§ **Task directions**: Print all of the records below again without a single difference.

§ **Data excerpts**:
PR #390, opened 2020-06-24
Track views and downloads with ViewStatistic model

awead:
Adds a view statistic model with relationships to work versions, collections, and file resources, in order to track views and downloads of resources.

Requests from known bots are not counted using the Browser gem, and only views for work versions are counted. Viewing a work increments the view count for the latest published version only.

### DIFF
--- a/app/models/concerns/view_statistics.rb
+++ b/app/models/concerns/view_statistics.rb
@@ -1,0 +1,18 @@
+# frozen_string_literal: true
+
+module ViewStatistics
+  extend ActiveSupport::Concern
+
+  included do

§ **Finished exercise**:
PR #390, opened 2020-06-24
Track views and downloads with ViewStatistic model

awead:
Adds a view statistic model with relationships to work versions, collections, and file resources, in order to track views and downloads of resources.

Requests from known bots are not counted using the Browser gem, and only views for work versions are counted. Viewing a work increments the view count for the latest published version only.

### DIFF
--- a/app/models/concerns/view_statistics.rb
+++ b/app/models/concerns/view_statistics.rb
@@ -1,0 +1,18 @@
+# frozen_string_literal: true
+
+module ViewStatistics
+  extend ActiveSupport::Concern
+
+  included do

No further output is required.